Task prompt: The result should be every line of the listing that holds the word "lines".

Extracted information:
PR #410, opened 2018-02-12
Explicitly install redis-server when building test container

Corey-Zumar:


dockerfiles/ClipperTestsDockerfile
```diff
@@ -10,6 +10,9 @@ RUN DEBIAN_FRONTEND=noninteractive apt-get update && apt-get install --fix-missi
       && apt-get update \
       && apt-get install -y docker-ce
 
+# install redis-server
+RUN apt-get install -y redis-server
```
dcrankshaw: Instead of making a new layer why don't you just add it to the list of deps installed in lines 5-7

Corey-Zumar: I was confused by the `install docker` header, but it appears that we're doing more than installing docker in that section. Updated the comment and moved the installation into that layer.

dcrankshaw (approved):
lgtm

PR #417, opened 2018-02-24
Container Manager Wait Until Ready

chester-leung:
The changes force the `DockerContainerManager` and the `KubernetesContainerManager` to sleep until the container/deployment is ready.


.gitignore
```diff
@@ -18,4 +18,6 @@ _build/
 dependency-reduced-pom.xml
 *.iml
 
+k8s_starter.py
```
dcrankshaw: Remove this

clipper_admin/clipper_admin/docker/docker_container_manager.py
```diff
@@ -237,8 +241,17 @@ def set_num_replicas(self, name, version, input_type, image, num_replicas):
                     name=name,
                     version=version,
                     missing=(num_missing)))
+
+            model_container_names = []
             for _ in range(num_missing):
-                self._add_replica(name, version, input_type, image)
+                name = self._add_replica(name, version, input_type, image)
+                model_container_names += [name]
```
dcrankshaw: Change this to `model_container_names.append(name)`. The way you're doing it right now constructs a new list in each iteration.

dcrankshaw (changes requested):
Not sure why that test is failing, but other than that this looks good. Just some minor comments.

.gitignore
chester-leung: Done

dcrankshaw: It doesn't look like this was removed?

.gitignore
```diff
@@ -18,4 +18,6 @@ _build/
...
+integration-tests/replica_test.py
```
dcrankshaw: Remove this.

dcrankshaw (changes requested):
This is good to go once you remove the changes to .gitignore

.gitignore
chester-leung: Oops. Must have forgotten to save. Sorry about that.

dcrankshaw (approved):
lgtm

PR #418, opened 2018-02-25
results of profiling JSON parsing latency

ryanhoque:
Modified src/frontends/README.md with results of measuring latency in `get_float_array()` and `get_float_arrays()` in `json_util.cpp` from Clipper REST API calls


dcrankshaw (changes requested):
This looks good. Can you change the units of the input sizes to bytes instead of image dimension? That will be a little more universal. So just square everything and multiply by 4.

dcrankshaw:
jenkins add to whitelist

Corey-Zumar:
@ryanhoque Awesome! Do we have memory allocation latencies as well?

Corey-Zumar (dismissed):
Just waiting on memory allocation latencies as well. These results are great so far!

Corey-Zumar:
@ryanhoque Awesome. This confirms that, relative to JSON parsing overhead, memory allocation latency is negligible. It also provides a valuable quantification of JSON parsing overhead associated with common workloads. Nice job! I'll reach out this week regarding next steps for developing an alternative, higher-performance RPC layer that does not depend on the JSON format.

@dcrankshaw I'm leaving this open in case you have additional comments and feedback based on these results. It can be closed if not.

dcrankshaw (changes requested):
@ryanhoque can you add change the table headers to include  the word "latency" in the relevant columns and add units? E.g. "mean latency (ms)", "standard deviation latency (ms)" etc.

dcrankshaw (approved):
lgtm

PR #420, opened 2018-02-25
[WIP] Query frontend fault tolerance

rbala19:
@dcrankshaw 

Here are the proposed changes for implementing query-frontend fault tolerance. These changes include polling for query-frontend downtime within kubernetes_container_manager.py and automatically redeploying any saved models to the newly deployed query-frontend.


Jeffwan:
Question: can you guarantee all query frontend instance have all deployed model instances? 
Once model is deployed, it is looking for CLIPPER_IP "query-frontend". I think models will connect to different QP pods so that every QP pod/instance has different model container associated? 

In that case, upper level prediction request might hit the QP which doesn't bind requested model. 

In your proposal, seems you assume all model containers will go to same QP instance behind QP service and this is the only one serving traffic. All other instances are just for fault tolerant? they are standby nodes and not serving traffic?

dcrankshaw:
@Jeffwan That's a really good point. This PR will actually bypass the Kubernetes service IP and provide the physical IP address of a specific query frontend replica to each container. Of course, in this case we need to manage failover ourselves in this case, because if a query frontend pod dies and is restarted by K8s, it may be assigned a new IP address. That's the reason this PR ended up being a little complicated.

clipper_admin/clipper_admin/clipper_admin.py
```diff
@@ -13,6 +13,8 @@
 import six
 
 from .container_manager import CONTAINERLESS_MODEL_IMAGE
+from .kubernetes.kubernetes_container_manager import KubernetesContainerManager
+from .docker.docker_container_manager import DockerContainerManager
```
dcrankshaw: Remove these imports

clipper_admin/clipper_admin/clipper_admin.py
```diff
@@ -1073,6 +1080,41 @@ def get_query_addr(self):
             raise UnconnectedException()
         return self.cm.get_query_addr()
 
+    @staticmethod
+    def upload_model_data(model_data_list):
```
dcrankshaw: Use this method instead of the version in the containermanagers, and it should not be static.

clipper_admin/clipper_admin/clipper_admin.py
```diff
@@ -1073,6 +1080,41 @@ def get_query_addr(self):
...
+
+    def alert_management_upon_start(self):
+        url = "http://{}/begin_polling".format('127.0.0.1:5000')
+        # url = "http://{}/begin_polling".format(model_data['admin_addr'])
+
+        type = None
+        if isinstance(self.cm, KubernetesContainerManager):
+            type = "kubernetes"
+        elif isinstance(self.cm, DockerContainerManager):
+            type = "docker"
```
dcrankshaw: Instead of doing the comparison here, add a method to `ContainerManager` called something like `get_container_manager_type()` and have docker return "docker" and K8s return "kubernetes". This lets the implementations self-identify and makes Clipper admin easier to extend.

clipper_admin/clipper_admin/clipper_admin.py
```diff
@@ -1073,6 +1080,41 @@ def get_query_addr(self):
...
+            url = "http://{}/get_query_to_model_mapping".format('127.0.0.1:5000')
+            # url = "http://{}/get_query_to_model_mapping".format(model_data['admin_addr'])
+
+            r = requests.post(url, json=model_mapping)
+
+        logger.info("Posted successfully")
+
+    def alert_management_upon_start(self):
+        url = "http://{}/begin_polling".format('127.0.0.1:5000')
+        # url = "http://{}/begin_polling".format(model_data['admin_addr'])
```
dcrankshaw: Uncomment this

clipper_admin/clipper_admin/container_manager.py
```diff
@@ -97,6 +99,10 @@ def stop_models(self, models):
         """
         return
 
+    @abc.abstractmethod
+    def upload_model_data(self, model_data):
```
dcrankshaw: Delete this

clipper_admin/clipper_admin/docker/docker_container_manager.py
```diff
@@ -166,6 +167,22 @@ def connect(self):
         # No extra connection steps to take on connection
         return
 
+    def upload_model_data(self, model_data_list):
```
dcrankshaw: delete this

clipper_admin/clipper_admin/kubernetes/kubernetes_container_manager.py
```diff
@@ -13,6 +13,12 @@
 import yaml
 import os
 import time
+from multiprocessing import Process, Manager, Value
+import requests
+import gevent
+import traceback
```
dcrankshaw: Delete these imports

clipper_admin/clipper_admin/kubernetes/kubernetes_container_manager.py
```diff
@@ -70,9 +92,19 @@ def __init__(self,
...
+        # self.state_is_Unchanged = True
+        # manager = Manager()
+        # self.query_to_model = manager.dict()
+        self.balancer = RoundRobinBalancer(0)
+
+
+
     def start_clipper(self, query_frontend_image, mgmt_frontend_image,
-                      cache_size):
-        # If an existing Redis service isn't provided, start one
```
dcrankshaw: Don't delete code comments

clipper_admin/clipper_admin/kubernetes/kubernetes_container_manager.py
```diff
@@ -119,6 +152,61 @@ def start_clipper(self, query_frontend_image, mgmt_frontend_image,
                     body=body, namespace='default')
         self.connect()
 
+        deployment_name = "query-frontend"
+
+        self._k8s_beta.patch_namespaced_deployment_scale(
```
dcrankshaw, line 141: Rather than patching after the deployment is started, just modify the initial deployment spec

clipper_admin/clipper_admin/kubernetes/kubernetes_container_manager.py
```diff
@@ -165,55 +253,117 @@ def connect(self):
...
+                                           "name": model_data['name'],
+                                           "version": model_data['version'],
+                                           "input_type": model_data['input_type']
+                                           }
+            url = "http://{}/get_query_to_model_mapping".format('127.0.0.1:5000')
+            # url = "http://{}/get_query_to_model_mapping".format(self.get_admin_addr())
+
+            r = requests.post(url, json=model_mapping)
+
+        logger.info("Posted successfully")
```
dcrankshaw: Delete this

clipper_admin/clipper_admin/kubernetes/kubernetes_container_manager.py
```diff
@@ -165,55 +253,117 @@ def connect(self):
...
+                        "name": deployment_name
+                    },
+                    'spec': {
+                        'replicas': 1,
+                        'template': {
+                            'metadata': {
+                                'labels': {
+                                    CLIPPER_MODEL_CONTAINER_LABEL:
+                                    create_model_container_label(name, version),
+                                    CLIPPER_DOCKER_LABEL:
```
dcrankshaw, line 252: Let's add another label here like:

```py
CLIPPER_MODEL_CONTAINER_QUERY_FRONTEND_IP = "ai.clipper..."
'labels': {..., CLIPPER_MODEL_CONTAINER_QUERY_FRONTEND_IP: clipper_ip, ...}
```

mgv2/Dockerfile
```diff
@@ -0,0 +1,18 @@
...
+RUN apt-get install -y gcc
+COPY ./clipper_admin/ /clipper_admin
+RUN pip install /clipper_admin
+
+RUN pip install requests\
+&& pip install -r /mgv2/requirements.txt
+
+ENV HOME /home
+
+COPY ./mgv2/config /home/.kube/
```
dcrankshaw: Don't copy the config in. Check out [this issue](https://github.com/kubernetes-client/python/issues/254) for accessing K8s api from within a pod.

mgv2/mgv2.py
```diff
@@ -0,0 +1,307 @@
...
+import argparse
+import traceback
+
+
+logger = logging.getLogger(__name__)
+cur_dir = os.path.dirname(os.path.abspath(__file__))
+
+
+
+class Mgv2():
```
dcrankshaw: If all the methods are static, you probably don't need a class at all

mgv2/mgv2.py
```diff
@@ -0,0 +1,307 @@
...
+    monkey.patch_all()
+    app = Flask(__name__)
+    pool = redis.ConnectionPool(host='127.0.0.1', port=6379)
+    r = redis.Redis(connection_pool = pool)
+    r.flushdb()
+    container_manager = None
+    config.load_kube_config()
```
dcrankshaw: Change this to load the in cluster config

mgv2/mgv2.py
```diff
@@ -0,0 +1,307 @@
...
+            logger.info("Starting polling")
+            polling = Process(target=Mgv2.poll_forever)
+            polling.start()
+            return 'Success'
+        except Exception as e:
+            traceback.print_exc()
+            return 'Failure'
+
+    @staticmethod
+    @app.route('/get_query_to_model_mapping', methods=['GET', 'POST'])
```
dcrankshaw: Delete the "GET" method

mgv2/mgv2.py
```diff
@@ -0,0 +1,307 @@
...
+        logger.info("Flask has received model info")
+
+        try:
+            query_to_model_mapping = request.get_json(force = True)
+
+
+            if not isinstance(query_to_model_mapping, dict):
+                query_to_model_mapping = json.loads(query_to_model_mapping)
+
+            logger.info("Query_to_model_mapping: {}".format(query_to_model_mapping))
```
dcrankshaw: Refactor the rest of this method into a separate method that takes the `query_to_model_mapping` dict. Then you can both call it here, and after you call deploy_model in `reassign...`

dcrankshaw (changes requested):
Added initial review

rbala19:
@dcrankshaw I addressed all the changes in the review. I performed all testing locally; I did not perform any tests where I deployed the mgv2 image to kubernetes. If you want to enable a local testing environment, uncomment the lines 1086 (clipper_admin.py),  1104 (clipper_admin.py), and 50 (mgv2.py) and comment the lines 1087 (clipper_admin.py), 1104 (clipper_admin.py), 49 (mgv2.py). These lines have to do with mgv2 URL creation and config loading. 

To test locally, you must also deploy a redis server using the command redis-server on terminal. To test locally, I start mgv2.py, then start clipper through the ipynb. Then I can add models through ipynb or take down frontends using kubectl delete 

One major omission is the feature that stops models on downed frontends. We discussed adding labels, for which I made the code changes, but there is an error with the syntax of the label selector in "stop_models_on_dead_ip" that I can't seem to figure out. I have caught the exception this call throws and it displays the stacktrace every time deploy_model is called within mgv2.py, in case that information will be helpful for debugging.

Please let me know if you have any further questions.

dcrankshaw:
@simon-mo figured out a better way to do this, and so this has been replaced by #462

PR #426, opened 2018-03-07
Fix installation order errors in deployer containers

Corey-Zumar:
Installing Cloudpickle after installing function-specific anaconda dependencies often yields an IOError. This seems to be fixed by ensuring that Cloudpickle is installed before all other anaconda dependencies.


dcrankshaw (approved):
lgtm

Completed exercise:
dcrankshaw: Instead of making a new layer why don't you just add it to the list of deps installed in lines 5-7
@dcrankshaw I addressed all the changes in the review. I performed all testing locally; I did not perform any tests where I deployed the mgv2 image to kubernetes. If you want to enable a local testing environment, uncomment the lines 1086 (clipper_admin.py),  1104 (clipper_admin.py), and 50 (mgv2.py) and comment the lines 1087 (clipper_admin.py), 1104 (clipper_admin.py), 49 (mgv2.py). These lines have to do with mgv2 URL creation and config loading. 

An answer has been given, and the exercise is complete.